AVAILABLE DATA =>
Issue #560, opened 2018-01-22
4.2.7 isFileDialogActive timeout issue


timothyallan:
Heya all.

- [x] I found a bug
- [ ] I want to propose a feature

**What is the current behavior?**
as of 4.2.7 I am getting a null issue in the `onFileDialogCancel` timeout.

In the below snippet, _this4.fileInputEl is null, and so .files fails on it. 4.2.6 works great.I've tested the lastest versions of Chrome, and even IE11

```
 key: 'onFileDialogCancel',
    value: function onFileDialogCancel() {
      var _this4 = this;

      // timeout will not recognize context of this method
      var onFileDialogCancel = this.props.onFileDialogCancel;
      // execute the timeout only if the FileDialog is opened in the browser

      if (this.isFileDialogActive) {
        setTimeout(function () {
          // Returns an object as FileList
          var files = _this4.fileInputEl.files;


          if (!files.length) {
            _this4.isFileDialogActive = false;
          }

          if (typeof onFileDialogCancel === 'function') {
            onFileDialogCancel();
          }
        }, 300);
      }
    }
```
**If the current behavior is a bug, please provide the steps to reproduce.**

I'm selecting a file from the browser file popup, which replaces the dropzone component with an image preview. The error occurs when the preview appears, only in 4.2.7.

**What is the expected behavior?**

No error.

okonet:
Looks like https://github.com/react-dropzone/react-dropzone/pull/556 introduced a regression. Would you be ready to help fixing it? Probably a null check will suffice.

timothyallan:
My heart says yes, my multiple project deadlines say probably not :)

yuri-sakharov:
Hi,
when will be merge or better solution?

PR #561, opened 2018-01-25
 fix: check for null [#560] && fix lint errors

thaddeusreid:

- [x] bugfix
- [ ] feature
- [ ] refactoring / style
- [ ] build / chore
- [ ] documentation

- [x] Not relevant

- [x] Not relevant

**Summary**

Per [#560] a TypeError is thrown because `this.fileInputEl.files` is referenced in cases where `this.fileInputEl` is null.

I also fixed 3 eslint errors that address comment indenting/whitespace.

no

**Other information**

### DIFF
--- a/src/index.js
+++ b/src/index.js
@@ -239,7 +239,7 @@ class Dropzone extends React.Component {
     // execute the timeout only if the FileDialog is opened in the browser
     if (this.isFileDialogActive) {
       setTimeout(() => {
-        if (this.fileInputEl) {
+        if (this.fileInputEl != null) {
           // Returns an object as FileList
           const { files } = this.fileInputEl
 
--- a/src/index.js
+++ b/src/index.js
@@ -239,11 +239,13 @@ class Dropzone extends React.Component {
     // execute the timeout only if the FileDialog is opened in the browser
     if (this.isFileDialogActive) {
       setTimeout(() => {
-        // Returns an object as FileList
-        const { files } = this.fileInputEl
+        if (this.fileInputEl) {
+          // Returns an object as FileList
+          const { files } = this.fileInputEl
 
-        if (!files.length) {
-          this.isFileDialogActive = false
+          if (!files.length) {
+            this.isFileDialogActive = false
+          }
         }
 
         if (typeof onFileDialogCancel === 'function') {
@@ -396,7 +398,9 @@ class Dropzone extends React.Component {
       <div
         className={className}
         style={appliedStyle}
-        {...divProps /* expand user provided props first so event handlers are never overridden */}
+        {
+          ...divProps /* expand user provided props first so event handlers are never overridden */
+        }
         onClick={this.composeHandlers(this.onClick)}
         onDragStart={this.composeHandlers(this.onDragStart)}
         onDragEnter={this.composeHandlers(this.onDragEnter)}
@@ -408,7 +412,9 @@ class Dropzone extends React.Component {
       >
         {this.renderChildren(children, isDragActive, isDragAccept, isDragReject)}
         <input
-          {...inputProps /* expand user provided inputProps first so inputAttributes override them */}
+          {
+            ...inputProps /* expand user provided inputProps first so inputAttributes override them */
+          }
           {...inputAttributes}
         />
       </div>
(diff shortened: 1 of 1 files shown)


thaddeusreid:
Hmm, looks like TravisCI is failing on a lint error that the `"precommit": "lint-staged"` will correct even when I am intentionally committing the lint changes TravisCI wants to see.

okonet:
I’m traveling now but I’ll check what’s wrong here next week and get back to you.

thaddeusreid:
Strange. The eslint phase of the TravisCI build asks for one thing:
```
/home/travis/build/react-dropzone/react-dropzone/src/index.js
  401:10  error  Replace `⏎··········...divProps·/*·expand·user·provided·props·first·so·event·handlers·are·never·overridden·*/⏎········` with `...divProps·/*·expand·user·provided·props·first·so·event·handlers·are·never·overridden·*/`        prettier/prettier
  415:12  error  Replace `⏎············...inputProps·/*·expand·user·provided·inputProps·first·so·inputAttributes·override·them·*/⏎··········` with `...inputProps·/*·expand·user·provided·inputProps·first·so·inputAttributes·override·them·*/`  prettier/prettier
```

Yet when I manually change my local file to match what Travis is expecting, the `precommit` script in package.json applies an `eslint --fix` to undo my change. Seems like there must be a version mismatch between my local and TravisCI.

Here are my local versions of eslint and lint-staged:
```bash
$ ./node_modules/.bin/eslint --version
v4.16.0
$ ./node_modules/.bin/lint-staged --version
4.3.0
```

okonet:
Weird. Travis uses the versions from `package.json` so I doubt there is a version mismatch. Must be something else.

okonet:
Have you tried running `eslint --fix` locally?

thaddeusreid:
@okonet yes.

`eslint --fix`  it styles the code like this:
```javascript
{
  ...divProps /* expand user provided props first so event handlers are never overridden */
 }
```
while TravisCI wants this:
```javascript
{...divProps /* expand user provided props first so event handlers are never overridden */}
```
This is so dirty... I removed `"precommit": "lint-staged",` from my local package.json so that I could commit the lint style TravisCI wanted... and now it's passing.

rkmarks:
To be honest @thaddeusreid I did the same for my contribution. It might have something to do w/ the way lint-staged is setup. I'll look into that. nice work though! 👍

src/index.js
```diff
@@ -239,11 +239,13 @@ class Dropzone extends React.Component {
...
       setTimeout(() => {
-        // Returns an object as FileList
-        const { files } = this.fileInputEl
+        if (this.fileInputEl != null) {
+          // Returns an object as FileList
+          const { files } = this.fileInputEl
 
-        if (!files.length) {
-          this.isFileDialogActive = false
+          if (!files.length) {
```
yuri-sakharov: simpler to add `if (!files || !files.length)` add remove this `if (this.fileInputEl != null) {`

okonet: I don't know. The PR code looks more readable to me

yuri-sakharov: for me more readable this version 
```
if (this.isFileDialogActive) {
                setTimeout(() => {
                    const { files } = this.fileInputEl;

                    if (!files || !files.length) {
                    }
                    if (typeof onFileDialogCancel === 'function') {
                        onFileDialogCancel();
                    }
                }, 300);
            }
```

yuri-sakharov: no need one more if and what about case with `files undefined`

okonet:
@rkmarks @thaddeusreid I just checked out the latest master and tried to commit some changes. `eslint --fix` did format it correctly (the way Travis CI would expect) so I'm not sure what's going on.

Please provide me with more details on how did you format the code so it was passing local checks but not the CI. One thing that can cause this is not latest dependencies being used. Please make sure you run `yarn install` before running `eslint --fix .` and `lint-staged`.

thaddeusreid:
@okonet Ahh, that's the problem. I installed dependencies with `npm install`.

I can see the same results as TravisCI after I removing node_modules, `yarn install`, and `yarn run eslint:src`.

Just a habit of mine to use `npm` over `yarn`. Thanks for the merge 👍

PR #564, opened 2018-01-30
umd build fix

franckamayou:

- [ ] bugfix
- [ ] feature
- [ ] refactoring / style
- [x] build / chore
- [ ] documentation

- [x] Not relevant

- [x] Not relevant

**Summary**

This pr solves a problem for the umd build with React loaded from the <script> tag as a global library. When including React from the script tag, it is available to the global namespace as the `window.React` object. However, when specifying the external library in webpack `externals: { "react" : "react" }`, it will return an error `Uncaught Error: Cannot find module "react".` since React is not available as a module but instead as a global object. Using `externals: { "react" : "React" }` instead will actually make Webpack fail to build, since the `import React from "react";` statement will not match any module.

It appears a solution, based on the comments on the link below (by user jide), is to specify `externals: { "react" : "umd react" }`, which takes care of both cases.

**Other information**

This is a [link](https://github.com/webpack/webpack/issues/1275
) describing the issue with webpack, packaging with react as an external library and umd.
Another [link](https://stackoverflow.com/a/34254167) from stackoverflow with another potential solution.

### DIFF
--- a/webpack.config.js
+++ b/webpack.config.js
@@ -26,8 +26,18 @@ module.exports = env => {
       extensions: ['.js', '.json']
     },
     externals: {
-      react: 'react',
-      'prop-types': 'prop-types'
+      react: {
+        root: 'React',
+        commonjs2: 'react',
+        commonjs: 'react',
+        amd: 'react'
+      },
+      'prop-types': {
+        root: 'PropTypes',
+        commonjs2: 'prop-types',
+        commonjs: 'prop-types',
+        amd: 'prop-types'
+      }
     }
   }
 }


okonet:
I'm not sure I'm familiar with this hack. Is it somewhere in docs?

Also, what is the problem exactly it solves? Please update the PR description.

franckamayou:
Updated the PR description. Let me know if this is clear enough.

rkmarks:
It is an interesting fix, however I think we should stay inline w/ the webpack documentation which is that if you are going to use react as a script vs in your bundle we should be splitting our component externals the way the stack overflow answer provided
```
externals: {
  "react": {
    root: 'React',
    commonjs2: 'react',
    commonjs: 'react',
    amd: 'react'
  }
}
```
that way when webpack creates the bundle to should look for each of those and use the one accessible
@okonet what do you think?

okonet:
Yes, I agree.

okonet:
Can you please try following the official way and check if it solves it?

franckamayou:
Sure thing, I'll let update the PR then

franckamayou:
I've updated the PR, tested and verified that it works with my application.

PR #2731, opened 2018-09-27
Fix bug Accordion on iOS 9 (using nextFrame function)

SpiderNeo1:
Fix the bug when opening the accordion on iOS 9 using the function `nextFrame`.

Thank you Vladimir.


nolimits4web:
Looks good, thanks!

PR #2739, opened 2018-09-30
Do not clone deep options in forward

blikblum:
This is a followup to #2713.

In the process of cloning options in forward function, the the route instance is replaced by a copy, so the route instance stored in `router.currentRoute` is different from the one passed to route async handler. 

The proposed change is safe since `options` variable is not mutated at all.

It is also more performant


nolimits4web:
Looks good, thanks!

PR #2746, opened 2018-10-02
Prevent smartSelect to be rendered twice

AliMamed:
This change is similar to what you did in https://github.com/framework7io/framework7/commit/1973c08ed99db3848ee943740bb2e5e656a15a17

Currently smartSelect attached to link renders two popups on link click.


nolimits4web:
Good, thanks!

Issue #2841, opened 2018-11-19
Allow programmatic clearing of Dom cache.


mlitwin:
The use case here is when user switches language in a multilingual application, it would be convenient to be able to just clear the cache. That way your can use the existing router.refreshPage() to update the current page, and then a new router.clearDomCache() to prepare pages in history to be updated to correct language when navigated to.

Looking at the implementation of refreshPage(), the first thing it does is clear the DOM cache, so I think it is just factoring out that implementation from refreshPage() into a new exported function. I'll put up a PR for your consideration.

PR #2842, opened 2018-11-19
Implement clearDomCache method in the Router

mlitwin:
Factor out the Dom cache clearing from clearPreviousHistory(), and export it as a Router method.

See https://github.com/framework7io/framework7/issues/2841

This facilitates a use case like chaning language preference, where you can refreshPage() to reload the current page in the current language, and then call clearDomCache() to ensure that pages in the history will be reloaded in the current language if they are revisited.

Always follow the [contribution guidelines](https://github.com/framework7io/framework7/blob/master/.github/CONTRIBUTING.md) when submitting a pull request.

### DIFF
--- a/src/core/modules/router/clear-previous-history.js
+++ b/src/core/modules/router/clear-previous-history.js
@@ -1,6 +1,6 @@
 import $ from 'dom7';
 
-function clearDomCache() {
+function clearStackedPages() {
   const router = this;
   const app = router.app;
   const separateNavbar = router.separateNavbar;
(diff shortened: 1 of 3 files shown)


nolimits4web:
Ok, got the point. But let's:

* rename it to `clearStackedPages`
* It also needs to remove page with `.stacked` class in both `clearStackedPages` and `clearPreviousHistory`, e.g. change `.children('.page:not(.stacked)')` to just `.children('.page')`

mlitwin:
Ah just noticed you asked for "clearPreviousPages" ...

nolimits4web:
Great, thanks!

==

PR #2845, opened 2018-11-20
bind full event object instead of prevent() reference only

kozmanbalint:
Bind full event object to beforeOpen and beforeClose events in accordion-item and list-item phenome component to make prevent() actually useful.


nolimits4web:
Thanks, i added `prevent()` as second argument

...

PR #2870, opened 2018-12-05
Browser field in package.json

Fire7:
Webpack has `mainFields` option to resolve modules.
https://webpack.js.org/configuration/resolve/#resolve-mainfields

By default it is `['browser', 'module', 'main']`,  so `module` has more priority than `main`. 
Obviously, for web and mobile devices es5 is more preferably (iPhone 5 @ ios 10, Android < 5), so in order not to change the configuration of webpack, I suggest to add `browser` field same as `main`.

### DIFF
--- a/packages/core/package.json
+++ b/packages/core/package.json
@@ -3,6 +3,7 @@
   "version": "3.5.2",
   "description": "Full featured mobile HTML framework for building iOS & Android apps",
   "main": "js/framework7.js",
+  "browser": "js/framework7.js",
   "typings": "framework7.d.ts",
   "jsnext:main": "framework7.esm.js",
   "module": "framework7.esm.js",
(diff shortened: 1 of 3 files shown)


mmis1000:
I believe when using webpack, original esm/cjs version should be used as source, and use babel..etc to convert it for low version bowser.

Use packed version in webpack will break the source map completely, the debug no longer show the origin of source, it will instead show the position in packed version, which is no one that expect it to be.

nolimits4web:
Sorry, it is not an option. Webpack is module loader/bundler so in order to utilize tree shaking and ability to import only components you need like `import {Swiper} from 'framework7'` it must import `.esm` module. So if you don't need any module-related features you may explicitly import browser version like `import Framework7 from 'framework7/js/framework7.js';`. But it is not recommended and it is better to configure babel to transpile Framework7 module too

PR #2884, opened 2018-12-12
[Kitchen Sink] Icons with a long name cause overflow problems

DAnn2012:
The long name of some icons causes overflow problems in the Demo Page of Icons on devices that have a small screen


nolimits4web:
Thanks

WORK REQUIRED =>
Please give back exactly the lines of this listing beginning at the line with "Hmm, looks like" and ending with the line with "Yet when I manually", both included, and nothing else.

SOLUTION FOR THIS TASK =>
Hmm, looks like TravisCI is failing on a lint error that the `"precommit": "lint-staged"` will correct even when I am intentionally committing the lint changes TravisCI wants to see.

okonet:
I’m traveling now but I’ll check what’s wrong here next week and get back to you.

thaddeusreid:
Strange. The eslint phase of the TravisCI build asks for one thing:
```
/home/travis/build/react-dropzone/react-dropzone/src/index.js
  401:10  error  Replace `⏎··········...divProps·/*·expand·user·provided·props·first·so·event·handlers·are·never·overridden·*/⏎········` with `...divProps·/*·expand·user·provided·props·first·so·event·handlers·are·never·overridden·*/`        prettier/prettier
  415:12  error  Replace `⏎············...inputProps·/*·expand·user·provided·inputProps·first·so·inputAttributes·override·them·*/⏎··········` with `...inputProps·/*·expand·user·provided·inputProps·first·so·inputAttributes·override·them·*/`  prettier/prettier
```

Yet when I manually change my local file to match what Travis is expecting, the `precommit` script in package.json applies an `eslint --fix` to undo my change. Seems like there must be a version mismatch between my local and TravisCI.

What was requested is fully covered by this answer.